A uma primeira vista, o livro de John Gottman intitulado “What makes love last” parece pouco diferente de um qualquer manual de auto-ajuda. Mesmo o facto de ser “Dr.” John Gottman contribui para essa desconfiança, já que os programas de televisão também estão cheios de estrelas instantâneas que são doutores em alguma coisa e que nos entram pelo ecrã dentro com a proposta de resolver vários problemas na nossa vida. Mas, algumas pesquisas depois, lá percebemos que este John Gottman é um senhor com 40 anos de investigação num tema que parece à partida mais passível de ser analisado por poetas do que por cientistas: o amor. A Psychology Today, uma das mais prestigiadas revistas sobre psicologia, chamou-lhe o Einstein do Amor e o trabalho que faz já passou pelos principais meios de comunicação internacionais do New York Times à BBC.

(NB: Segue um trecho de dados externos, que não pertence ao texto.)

PR #804, opened 2024-02-15
Add TextParameter

Haselnussbomber:
I've been reading PlayerParameters (gnum/gstr) from GlobalParameters with success.
Now all we need is a way to make StdDeques ourselves, so we can pass local parameters to FormatString. 😅

### DIFF
--- a/FFXIVClientStructs/FFXIV/Component/Text/TextModule.cs
+++ b/FFXIVClientStructs/FFXIV/Component/Text/TextModule.cs
@@ -23,6 +23,6 @@ public unsafe partial struct TextModule {
     [VirtualFunction(9)]
     public partial Utf8String* ProcessMacroCode(Utf8String* output, byte* input);
 
-    [VirtualFunction(16)] //args is a pointer to a deque with the args, if any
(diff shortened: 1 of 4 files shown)


FFXIVClientStructs/FFXIV/Component/Text/TextModule.cs
```diff
@@ -23,6 +23,10 @@ public unsafe partial struct TextModule {
     [VirtualFunction(9)]
     public partial Utf8String* ProcessMacroCode(Utf8String* output, byte* input);
 
-    [VirtualFunction(16)] //args is a pointer to a deque with the args, if any
-    public partial bool FormatString(byte* input, void* args, Utf8String* output);
+    [Obsolete("Use FormatString with StdDeque<TextParameter>*")]
+    public bool FormatString(byte* input, void* localParameters, Utf8String* output)
```
pohky, line 27: you can remove this overload instead of obsoleting it, that's fine here

Haselnussbomber: If you say so. Okayge

PR #1218, opened 2024-11-20
Update AgentItemSearch

Haselnussbomber:
It got bigger by 8 bytes due to the InventoryItem vtable. I also added some new fields.


Haselnussbomber:
I think ListingItem.ItemId is wrong. Let me have a second look.

PR #1222, opened 2024-11-22
Update Character.cs

Ottermandias:


aers:
Should this be an error obsolete? I assume the function call just doesn't work at all since it will pass chara as a1.

PR #1260, opened 2024-12-23
Fix PacketDispatcher statics

Haselnussbomber:
They are getting passed argument 2 (`uint targetId`) of `PacketDispatcher.OnReceivePacket`, not argument 1 (`PacketDispatcher* this`).
While none of these functions are using argument 1, it's still wrong.


wolfcomp:
Due to these being used in Dalamud it will be held off until next API update just for safety.

PR #1269, opened 2025-01-03
AgentCharaCard: Fix reading decorations

redstrate:
I'm a total idiot and only tested this code against a full adventurer plate, and it turns out almost everything I did was completely wrong. I assumed the location of each decoration is static, but it turns out this structure is more extendable than I thought, I guess to support more decoration types in the future.

The decoration data is stored in two different fixed size arrays with five elements (since there's only five decoration types.) The first array is the row indices, where the hard-coded locations were before. The second array is some more decoration information, but currently I only know of and care about the type for now.

This does not affect base plates or borders, which are not considered decorations.

### DIFF
--- a/FFXIVClientStructs/FFXIV/Client/UI/Agent/AgentCharaCard.cs
+++ b/FFXIVClientStructs/FFXIV/Client/UI/Agent/AgentCharaCard.cs
@@ -25,22 +25,48 @@ public unsafe partial struct AgentCharaCard {
     private partial void OpenCharaCardForObject(GameObject* gameObject);
     public void OpenCharaCard(GameObject* gameObject) => OpenCharaCardForObject(gameObject);
 
+    public enum DecorationType
+    {
+        /// This does not correspond to a real decoration and should be ignored.
+        Invald = 0x0,
+        Backing = 0x1,
+        PatternOverlay = 0x2,
+        PortraitFrame = 0x3,
+        PlateFrame = 0x4,
+        Accent = 0x5,
+    }
+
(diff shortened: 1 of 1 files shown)


FFXIVClientStructs/FFXIV/Client/UI/Agent/AgentCharaCard.cs
```diff
@@ -68,6 +94,10 @@ public unsafe partial struct Storage {
         [FieldOffset(0x490)] public Utf8String Activity6Name;
 
         [FieldOffset(0x540)] public CharaViewPortrait CharaView;
+
+        /// The size of this array is NumDecorations.
+        [FieldOffset(0x22C), FixedSizeArray] internal FixedSizeArray5<DecorationSet> _decorations;
```
redstrate, line 99: I've seen most (if not all) fixed size arrays are marked internal, I guess I should expose something else in the API?

Haselnussbomber: The reason it's internal is to hide the `_decorations` field, because a `Span<DecorationSet> Decorations` is generated by the code generator.
You basically did everything right here, except that the type `DecorationSet` doesn't exist. (Did you mean `Decoration`?)

redstrate: Yeah copy & paste error, fixing that now :)

wolfcomp:
Will be held off until next API bump *possibly 7.2*

PR #1275, opened 2025-01-11
Update data.yml, Add AgentInventoryContext::InventoryContextEvent

Haselnussbomber:
Just for inheritance. Didn't look into what it does.

But I noticed that the ctor for `AgentAquariumSetting` sets it vtable to +8. Not sure what's going on there, doesn't make sense.

### DIFF
--- a/FFXIVClientStructs/FFXIV/Client/Game/Event/ShopEventHandler.cs
+++ b/FFXIVClientStructs/FFXIV/Client/Game/Event/ShopEventHandler.cs
@@ -1,11 +1,15 @@
 using FFXIVClientStructs.FFXIV.Client.System.String;
+using FFXIVClientStructs.FFXIV.Client.UI.Agent;
 using FFXIVClientStructs.FFXIV.Common.Component.Excel;
 using FFXIVClientStructs.FFXIV.Component.GUI;
 
 namespace FFXIVClientStructs.FFXIV.Client.Game.Event;
 
+// Client::Game::Event::ShopEventHandler
+//   Client::Game::Event::EventHandler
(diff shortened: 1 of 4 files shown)


FFXIVClientStructs/FFXIV/Client/Game/Event/ShopEventHandler.cs
```diff
@@ -1,11 +1,15 @@
...
 using FFXIVClientStructs.FFXIV.Component.GUI;
 
 namespace FFXIVClientStructs.FFXIV.Client.Game.Event;
 
+// Client::Game::Event::ShopEventHandler
+//   Client::Game::Event::EventHandler
+//   Client::UI::Agent::AgentInventoryContext::InventoryContextEvent
 [GenerateInterop]
-[Inherits<EventHandler>]
+[Inherits<EventHandler>, Inherits<AgentInventoryContext.InventoryContextEvent>]
```
wolfcomp, line 12: This seems to have a 3rd inheritance that is calling stuff related to `Client::Game::Event::FinalizeSceneTask` 2 layers deep in vf1 of said inheritance. Not sure if you want to investigate this before merge.

Haselnussbomber: Yeah I know, says so in the comments at the start of the struct.
But I didn't want to look into it, because I didn't want to come up with a name. 😅

wolfcomp: `ShopSceneTaskScheduler` 😛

Não era esse o caminho que imaginava para si em criança. A paixão de John Gottman era a matemática - e a psicologia acabou por o levar à matemática (ou vice-versa). O facto é que este austríaco de origem judaica cresceu nos anos que se seguiram à 2ª Guerra Mundial convencido - como toda a comunidade judaica - que Einstein tinha sido o cérebro por trás da vitória dos aliados. “Cresci com a ideia que a matemática era fixe e poderosa”, diz.

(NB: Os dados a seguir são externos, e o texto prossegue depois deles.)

PR #1278, opened 2025-01-18
Update various thingies

Haselnussbomber:
Thought I'd PR before it gets even more.

### DIFF
--- a/FFXIVClientStructs/FFXIV/Client/UI/Agent/AgentInventoryContext.cs
+++ b/FFXIVClientStructs/FFXIV/Client/UI/Agent/AgentInventoryContext.cs
@@ -49,7 +49,7 @@ public unsafe partial struct AgentInventoryContext {
     }
 
     [MemberFunction("E8 ?? ?? ?? ?? E9 ?? ?? ?? ?? 48 8D 0D ?? ?? ?? ?? E8 ?? ?? ?? ?? 4C 89 74 24 ??")]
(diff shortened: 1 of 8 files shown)


FFXIVClientStructs/FFXIV/Client/UI/Agent/AgentInventoryContext.cs
```diff
@@ -49,7 +49,7 @@ public void OpenForItemSlot(InventoryType inventory, int slot, uint addonId) {
     }
 
     [MemberFunction("E8 ?? ?? ?? ?? E9 ?? ?? ?? ?? 48 8D 0D ?? ?? ?? ?? E8 ?? ?? ?? ?? 4C 89 74 24 ??")]
-    public partial long UseItem(uint itemId, uint inventoryType = 9999, uint itemSlot = 0, short a5 = 0);
+    public partial long UseItem(uint itemId, uint inventoryType = 9999, uint itemSlot = 0, short a5 = 0); // TODO: use InventoryType.Invalid
```
wolfcomp, line 52: Wouldn't it make more sense to update the `inventoryType` to the enum type, instead of just updating the default type to use the enum?

Haselnussbomber: I didn’t mean to write `(uint)InventoryType.Invalid`, lol.
Of course the type should be changed too, but I didn’t want to touch it right now.

PR #1287, opened 2025-01-23
Update Utf8String.SanitizeString, add GetParts

Haselnussbomber:
**Summary:**

- Added an `AllowedEntities` enum for the `Utf8String.SanitizeString` function.
- Added `Utf8String.GetParts`, which extracts the different texts and payloads from a string and adds them to a vector.

---

**Regarding SanitizeString:**

The commonly used flags 0x27F, which I don't know where those comes from, allow the following:
- UppercaseLetters
- LowercaseLetters
- Numbers
- SpecialCharacters
- CharacterList
- NewLines
- Payloads
- Unknown9 (Chinese/Korean client specific?)

---

**GetParts Example:**

```cs
var str = Utf8String.FromSequence(ReadOnlySeString.FromMacroString("<string(gstr1)><string(gstr2)><bold(1)>Hello @ World<bold(0)>"));
var vector = new StdVector<Utf8StringPart>();

str->GetParts(&vector);

foreach (var part in vector)
{
    ImGui.TextUnformatted($"Payload: {new ReadOnlySeStringSpan(part.Payload.AsSpan()).ToString()}");
    ImGui.TextUnformatted($"Text: {new ReadOnlySeStringSpan(part.Text.AsSpan()).ToString()}");
    ImGui.Separator();

    part.Payload.Dtor();
    part.Text.Dtor();
}
```

Renders:

Screenshot

### DIFF
--- a/FFXIVClientStructs/FFXIV/Client/System/String/Utf8String.cs
+++ b/FFXIVClientStructs/FFXIV/Client/System/String/Utf8String.cs
@@ -170,6 +170,9 @@ public unsafe partial struct Utf8String : ICreatable, IDisposable, IStaticNative
     [Obsolete("Use SanitizeString with AllowedEntities enum")]
     public void SanitizeString(ushort flags, Utf8String* characterList) => SanitizeString((AllowedEntities)flags, characterList);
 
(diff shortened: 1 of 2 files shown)


Haselnussbomber:
Renamed NewLines to Unicode, which is still incorrect, but eh..
It's basically everything(?) not handled by the alphanumeric filters:
Unicode

wolfcomp:
Could you check a bit more into what is chucked into the unicode parts?
For instance, is it all the latin characters that is region specific?

PR #1292, opened 2025-01-29
Fix CompletionModule

Haselnussbomber:
https://youtu.be/CD6o49RYEn4


Haselnussbomber:
This was all added an hour ago with #1290.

Depois de se licenciar em matemática, John Gottman chegou a ser professor de cálculo e de geometria analítica, dando aulas nocturnas. Conseguiu depois uma bolsa - Woodrow Wilson Fellowship - e foi para o MIT onde se desiludiu pela distância entre a matemática teórica e aplicada. Foi aí que se começou a interessar pela psicologia, reza a história que foi porque tinha um colega de quarto a estudar nessa área. Decide fazer um mestrado em psicologia e posteriormente um doutoramento em psicologia clínica na Universidade de Wisconsin onde se tornou um psicólogo de crianças. É nesta universidade que vai iniciar os primeiros estudos de casais, ainda em modo rudimentar, com recurso apenas à gravação de conversas e posterior visualização. E é também aqui que conhece Robert Levenson, outro professor assistente de psicologia que também estada interessado em tornar mensurável algumas respostas comportamentais. Tornaram-se e mantém-se melhores amigos até hoje.

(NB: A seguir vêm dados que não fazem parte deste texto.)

PR #171, opened 2020-06-25
generate*.py: raise ValueError if GT is multiline, fix #162

### LINKED ISSUE #162: generate_line_box.py should bomb out if GT has multiple lines
Hi!

Because the generated box files are useless in the case of a multiline image, the current code is very misleading and breaks training if fed multiline ground truths/images.  (I only just realised why my training is not working...)

My suggestion is that the code is modified in two ways:

(1) If len(lines) > 1, then exit with a suitably informative message.

(2) Remove the for loop, and replace "line.strip" with "line[0].strip" in the normalize line.

Best wishes,

   Julian

kba:
`*.gt.txt` should contain a single line of transcribed text.

### DIFF
--- a/generate_gt_from_box.py
+++ b/generate_gt_from_box.py
@@ -2,18 +2,20 @@
 
 import argparse
 import io
-import unicodedata
 
 #
 # command line arguments
 #
-arg_parser = argparse.ArgumentParser('''Creates groundtruth files from text2image generated box files''')
+arg_parser = argparse.ArgumentParser(
+    '''Creates groundtruth files from text2image generated box files''')
 
 # Text ground truth
-arg_parser.add_argument('-t', '--txt', nargs='?', metavar='TXT', help='Line text (GT)', required=True)
+arg_parser.add_argument('-t', '--txt', nargs='?',
+                        metavar='TXT', help='Line text (GT)', required=True)
 
 # Text box file
-arg_parser.add_argument('-b', '--box', nargs='?', metavar='BOX', help='text2image generated box file (BOX)', required=True)
+arg_parser.add_argument('-b', '--box', nargs='?', metavar='BOX',
+                        help='text2image generated box file (BOX)', required=True)
 
 args = arg_parser.parse_args()
 
@@ -25,6 +27,6 @@ args = arg_parser.parse_args()
 gtstring = io.StringIO()
 gtfile = open(args.txt, "w", encoding='utf-8')
 with io.open(args.box, "r", encoding='utf-8') as boxfile:
-        print(''.join(line.replace("  ","λ ").split(' ',1)[0] for line in boxfile if line), file = gtstring)
-gt = gtstring.getvalue().replace("λ"," ").replace("\t","\n")
-print(gt, file = gtfile)
+    print(''.join(line.replace("  ", "λ ").split(' ', 1)[0] for line in boxfile if line), file=gtstring)
+gt = gtstring.getvalue().replace("λ", " ").replace("\t", "\n")
+print(gt, file=gtfile)
--- a/generate_line_box.py
+++ b/generate_line_box.py
@@ -28,17 +28,18 @@ width, height = Image.open(args.image).size
 # load gt
 with io.open(args.txt, "r", encoding='utf-8') as f:
     lines = f.read().strip().split('\n')
+    if len(lines) > 1:
+        raise ValueError("ERROR: %s: Ground truth text file should contain exactly one line, not %s" % (args.txt, len(lines)))
+    line = unicodedata.normalize('NFC', lines[0].strip())
 
-for line in lines:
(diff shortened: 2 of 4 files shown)


kba:
@wrznr @Shreeshrii @stweil Can this be merged?

generate_wordstr_box.py
```diff
@@ -32,11 +32,13 @@
...
-    line = unicodedata.normalize('NFC', line.strip())
-    if line:
-        line = bidi.algorithm.get_display(line)
-        print("WordStr 0 0 %d %d 0 #%s" % (width, height, line))
-        print("\t 0 0 %d %d 0" % (width, height))
+if line:
+    line = unicodedata.normalize('NFC', lines[0].strip())
+    line = bidi.algorithm.get_display(line)
+    print("WordStr 0 0 %d %d 0 #%s" % (width, height, line))
+    print("\t 0 0 %d %d 0" % (width, height))
```
stweil, line 44: The final newline got lost here.

generate_wordstr_box.py
```diff
@@ -32,11 +32,13 @@
...
 # create WordStr line boxes for Indic & RTL
-for line in lines:
-    line = unicodedata.normalize('NFC', line.strip())
-    if line:
-        line = bidi.algorithm.get_display(line)
-        print("WordStr 0 0 %d %d 0 #%s" % (width, height, line))
-        print("\t 0 0 %d %d 0" % (width, height))
+if line:
+    line = unicodedata.normalize('NFC', lines[0].strip())
+    line = bidi.algorithm.get_display(line)
```
stweil, line 42: Moving the conditional `if line:` changes the behaviour. Lines with only whitespace are now handled. I don't think that's what we want here.

kba: oh, right, I resolved that incorrectly. will fix.

generate_wordstr_box.py
```diff
@@ -32,11 +32,13 @@
 # load gt
 with io.open(args.txt, "r", encoding='utf-8') as f:
     lines = f.read().strip().split('\n')
+    if len(lines) > 1:
```
stweil, line 35: As the ground truth text file should contain exactly one line, you might as well check for exactly 1.

kba: 13a58fb

generate_wordstr_box.py
kba: 271d6fa

generate_gt_from_box.py
```diff
@@ -2,18 +2,20 @@
 
 import argparse
 import io
-import unicodedata
```
wrznr, line 5: Why do you propose to remove the import? `unicodedata` is used.

generate_line_box.py
```diff
@@ -28,17 +28,18 @@
...
-            if unicodedata.combining(char):
-                print("%s 0 0 %d %d 0" % ((prev_char + char), width, height))
-            elif not unicodedata.combining(prev_char):
-                print("%s 0 0 %d %d 0" % (prev_char, width, height))
-        if not unicodedata.combining(line[-1]):
-            print("%s 0 0 %d %d 0" % (line[-1], width, height))
-        print("\t 0 0 %d %d 0" % (width, height))
+    if len(lines) == 1:
+        raise ValueError("ERROR: %s: Ground truth text file should contain exactly one line, not %s" % (args.txt, len(lines)))
+    line = unicodedata.normalize('NFC', lines[0].strip())
```
wrznr, line 33: Wow. This is actually a pretty strong modification, right? Are we sure that NFC is the right decision for all the exotic languages for which models are trained for using tesstrain?

generate_gt_from_box.py
kba: Not in this script AFAICS

generate_line_box.py
kba: I didn't introduce the NFC normalization, I just moved the normalization step.

generate_gt_from_box.py
wrznr: Ah, sorry. My bad.

stweil:
See also PR #185.

generate_line_box.py
shaikarshad: Was this value error supposed to be raised for lines greater than one? because the current if condition is checking for length to be 1. I was training on my data whose line length is 1 but getting this issue:

  File "generate_line_box.py", line 32, in <module>
    raise ValueError("ERROR: %s: Ground truth text file should contain exactly one line, not %s" % (args.txt, len(lines)))
ValueError: ERROR: data/my-handwriting-ground-truth/1.gt.txt: Ground truth text file should contain exactly one line, not 1

stweil: > Was this value error supposed to be raised for lines greater than one?

Yes. The code here used a wrong check. That is fixed in the latest code.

Mas, voltemos à razão porque escolhemos Gottman para falar de uma das questões mais essenciais do amor: quanto dura e porque dura, mesmo que nos tenhamos habituado a pensar nisto da maneira que canta Sérgio Godinho, o amor dura, se durar, enquanto dura.
"Não vás contar que mudei a fechadura
nem revelar que reclamei dos teus anéis
o amor dura, se durar, enquanto dura
e o vento voa à procura dos papéis"
Os cientistas sociais começaram a estudar o fenómeno do casamento e da separação nos anos 70, uma década em que os divórcios cresceram e começaram as preocupações sobre o impacto nas crianças de famílias que se separavam. A pergunta para a qual procuravam respostas estes cientistas era simples mas complicada: existia algo em comum nos casamentos que falhavam? E se sim, podia ser de alguma forma prevenido?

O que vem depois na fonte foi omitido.